Para o coronel Ubiratan Gonçalves, integrante da ONG Viva Rio e ex-comandante-geral da Polícia Militar do Rio de Janeiro, armar os cidadãos não vai resolver o problema da criminalidade. “Pelo contrário, vai facilitar a chegada de armas nas mãos dos bandidos”. Segundo ele, antes da entrada em vigor do Estatuto do Desarmamento, em 2003, a maioria das armas apreendidas no Rio de Janeiro em assaltos e homicídios ou tentativas era de “cidadãos de bem” e foi furtada ou roubada em casa ou em porta-mala de carros. Além disso, segundo ele, a reação a qualquer tipo de violência não é recomendada pelos órgãos de segurança.
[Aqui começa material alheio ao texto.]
PR #160, opened 2018-04-05
Enable support to get openflow count from all HVs

noah8713:


rally_ovs/plugins/ovs/scenarios/ovn.py
```diff
@@ -413,7 +413,17 @@ def _wait_up_port(self, lports, wait_sync, install_method):
...
+        sandbox_num = len(sandboxes)
+        install_method = self.install_method
+        for j in range(sandbox_num):
+            sandbox = sandboxes[j]["name"]
+            farm = sandboxes[j]["farm"]
+            ovs_ofctl = self.farm_clients(farm, "ovs-ofctl")
+            ovs_ofctl.set_sandbox(sandbox, install_method)
+            bridge = sandbox_args.get('bridge', 'br-int')
+            lflow_count = ovs_ofctl.dump_flows(bridge)
+            LOG.debug('openflow count on %s is %s' % (sandbox, lflow_count))
```
hzhou8: How does it work without return value? Just debug log?

rally_ovs/plugins/ovs/ovsclients_impl.py
```diff
@@ -289,6 +289,82 @@ def db_set(self, table, record, *col_values):
             self.run("set", args=args)
 
     def create_client(self):
-        print "*********   call OvnNbctl.create_client"
```
hzhou8: Unrelated change. Please submit a new patch.

rally_ovs/plugins/ovs/ovsclients_impl.py
```diff
@@ -289,6 +289,82 @@ def db_set(self, table, record, *col_values):
...
+    class _OvsOfctl(object):
+
+        def __init__(self, credential):
+            self.ssh = get_ssh_from_credential(credential)
+            self.context = {}
+            self.batch_mode = False
+            self.sandbox = None
+            self.cmds = None
+
+        def enable_batch_mode(self, value=True):
```
hzhou8: ofctl doesn't have batch mode. please remove all batch mode related code.

rally_ovs/plugins/ovs/ovsclients_impl.py
```diff
@@ -289,6 +289,82 @@ def db_set(self, table, record, *col_values):
...
+            self.batch_mode = bool(value)
+
+        def set_sandbox(self, sandbox, install_method="sandbox"):
+            self.sandbox = sandbox
+            self.install_method = install_method
+
+        def run(self, cmd, opts=[], args=[], stdout=sys.stdout, stderr=sys.stderr):
+            self.cmds = self.cmds or []
+
+            # TODO: tested with non batch_mode only for docker
```
hzhou8: This is misleading. Please don't add docker related code if not tested. A TODO comment can be added for supporting docker in the future.

hzhou8 (changes requested):

rally_ovs/plugins/ovs/ovsclients_impl.py
noah8713: Ok will do

rally_ovs/plugins/ovs/ovsclients_impl.py
noah8713: Sure!

rally_ovs/plugins/ovs/ovsclients_impl.py
noah8713: ok I will address that in separate patch

rally_ovs/plugins/ovs/scenarios/ovn.py
noah8713: Yeah just debug logs for now. Can extend it to write to file?

rally_ovs/plugins/ovs/scenarios/ovn.py
```diff
@@ -413,7 +413,17 @@ def _wait_up_port(self, lports, wait_sync, install_method):
         if wait_sync != "none":
             ovn_nbctl.sync(wait_sync)
 
-
-
-
+    @atomic.action_timer("ovn_network.list_oflow_count_on_all_sandboxes")
+    def _list_oflow_count_on_all_sandboxes(self, sandboxes,
+                                           sandbox_args):
```
jsitnicki: Name is a bit confusing. We're actually listing flow count on given sandboxes, right? Not all sandboxes in the deployment.

rally_ovs/plugins/ovs/scenarios/ovn.py
```diff
@@ -413,7 +413,17 @@ def _wait_up_port(self, lports, wait_sync, install_method):
...
+        sandbox_num = len(sandboxes)
+        install_method = self.install_method
+        for j in range(sandbox_num):
```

Ele afirma ainda que a entrada em vigor do estatuto contribuiu para uma redução significativa das mortes por arma de fogo no Brasil. De acordo com o Mapa da Violência, produzido pelo Centro Brasileiro de Estudos Latino-Americanos, entre 2004 e 2010, foi registrada uma queda de cerca de 60% no total de mortes por arma de fogo no Brasil, incluindo homicídios, suicídios e acidentes. Antes do Estatuto, segundo o estudo, o crescimento do número de mortes por armas de fogo foi sistemático, regular e em ritmo acelerado (7,3% ao ano).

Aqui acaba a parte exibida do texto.